#### [TASK TO COMPLETE]
Whenever the string "full" appears in a line of the listing below, that line counts. Say how many lines count, and give nothing else.
RECORDS FOR THIS TASK Block Start
PR #1295, opened 2021-02-16
#1294 functional test HaarioBardenet

### LINKED ISSUE #1294: Create a functional testing module with a module for the HarrioBardenerACMC tests
The module will contain the functional tests in pints, e.g. one file for each sampler and each optimiser. We start with the HarrioBardenerACMC.

DavAug:
Closes #1294 .

### DIFF
--- a/pints/functionaltests/functest_haario_bardenet_acmc.py
+++ b/pints/functionaltests/functest_haario_bardenet_acmc.py
@@ -1,0 +1,75 @@
+import numpy as np
+
+import pints
+import pints.toy
+
+
+class TestHaarioBardenetACMCOn2dimGaussianDistribution(object):
+    """
+    Tests the pints.HaarioBardenetACMC on a standard 2 dimensional Gaussian
+    distribution.
+    """
+    def __init__(self):
+        # Define calibrated test parameters
+        n_chains = 3
+        n_iterations = 4000
+        warmup = 1000
+        method = pints.HaarioBardenetACMC
+
+        # Define pdf
+        self.pdf = pints.toy.GaussianLogPDF(mean=[0, 0], sigma=[1, 1])
+
+        # Get initial parameters
+        log_prior = pints.ComposedLogPrior(
+            pints.GaussianLogPrior(mean=0, sd=100),
+            pints.GaussianLogPrior(mean=0, sd=100))
+        initial_parameters = log_prior.sample(n=n_chains)
+
+        # Set up sampler
+        sampler = pints.MCMCController(
+            self.pdf, n_chains, initial_parameters, method=method)
+        sampler.set_max_iterations(n_iterations)
+        sampler.set_log_to_screen(False)
+
+        # Infer posterior and throw away warm-up
+        chains = sampler.run()
+        self.chains = chains[:, warmup:]
+
+    def estimate_kld(self):
+        """
+        Estimates and returns the Kullback-Leibler divergence between the
+        approximate posterior and the true posterior assuming that the
+        approximated posterior has Gaussian shape.
+        """
+        # Pool samples from chains
+        chains_x = self.chains[:, :, 0].flatten()
+        chains_y = self.chains[:, :, 1].flatten()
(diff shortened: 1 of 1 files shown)


DavAug:
Something like this @fcooper8472 ?

pints/functionaltests/functest_haario_bardenet_acmc.py
```diff
@@ -0,0 +1,91 @@
...
+import pints
+import pints.toy
+
+
+class TestHaarioBardenetACMCOn2dimGaussianDistribution(object):
+    """
+    Tests the pints.HaarioBardenetACMC on a standard 2 dimensional Gaussian
+    distribution.
+    """
+    def __init__(self):
```
MichaelClerx, line 21: Not sure why this is 4 methods?

Would it make sense to have a single method that returns `name, results` ? Then we could have some class for the TestHaarioBardenetACMC where each method is a different test?

MichaelClerx:
Thanks both! Looks like it would work to me, which is the most important thing :D

pints/functionaltests/_problems.py
```diff
@@ -0,0 +1,203 @@
...
+        """
+        # Estimate mean ESS for each chain
+        n_chains, _, n_parameters = self.chains.shape
+        ess = np.empty(shape=(n_chains, n_parameters))
+        for chain_id, chain in enumerate(self.chains):
+            ess[chain_id] = pints.effective_sample_size(chain)
+
+        return np.mean(ess)
+
+    def estimate_distance(self):
```
MichaelClerx, line 48: Why doesn't this method live in `RunMcmcMethodOnAnnulus` ?

pints/functionaltests/_problems.py
```diff
@@ -0,0 +1,203 @@
...
+# released under the BSD 3-clause license. See accompanying LICENSE.md for
+# copyright notice and full license details.
+#
+
+import numpy as np
+import pints
+import pints.toy
+
+
+class RunMcmcMethodOnProblem(object):
```
MichaelClerx, line 12: I suppose that if these methods are going to live in the main PINTS repo they will need to have full docstrings and be listed in the docs etc?

MichaelClerx: Placing them inside the `pints` module also means that they'll get distributed as part of the package. Is that something we want?

pints/functionaltests/differential_evolution.py
```diff
@@ -0,0 +1,79 @@
...
+
+import pints
+
+from ._problems import (RunMcmcMethodOnTwoDimGaussian,
+                        RunMcmcMethodOnBanana,
+                        RunMcmcMethodOnCorrelatedGaussian,
+                        RunMcmcMethodOnAnnulus)
+
+
+def test_differential_evolution_on_two_dim_gaussian(n_iterations=None):
```
MichaelClerx, line 18: Would it be a good idea to name these methods as `two_dim_gaussian` etc. so that we can write `pints.functionaltests.differential_evolution.two_dim_gaussian()` ?

pints/functionaltests/_problems.py
MichaelClerx: No just needs a better name

pints/cptests/differential_evolution_mcmc.py
```diff
@@ -0,0 +1,88 @@
...
+    :class:`pints.cptests.RunMcmcMethodOnAnnulus`.
+    """
+    problem = cpt.RunMcmcMethodOnAnnulus(
+        _method, 10, n_iterations, n_warmup)
+    return {
+        'distance': problem.estimate_distance(),
+        'mean-ess': problem.estimate_mean_ess()
+    }
+
+
```
YongchaoHuang, line 81: # TODO: add more test cases, e.g. Annulus

MichaelClerx:
@DavAug @fcooper8472 Any idea what's making the changepoint testing not work?

PR #1301, opened 2021-02-23
Skip draft PRs, but run when a draft is marked as ready

MichaelClerx:
Hi both!

I think I've worked out the full syntax to do this?

- The first line is new, and updates the list of "events" on a PR that trigger checks
  https://docs.github.com/en/enterprise-server@3.0/actions/reference/events-that-trigger-workflows
  It adds "ready_to_review" to the 3 default events, which means that going from draft to normal PR now triggers checks

- The second line is the one Ben added, & which Fergus correctly moved to the job. (I don't understand why, it looks more natural in the above bit to me, but that doesn't work!)

### DIFF
--- a/.github/workflows/copyright-test.yml
+++ b/.github/workflows/copyright-test.yml
@@ -5,7 +5,8 @@ on:
     branches:
       - master
   pull_request:
-    if: github.event.pull_request.draft == false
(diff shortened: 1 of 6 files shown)


MichaelClerx:
Closing this, so I can demo :D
RECORDS FOR THIS TASK Block End
#### [EXERCISE SOLUTION]
3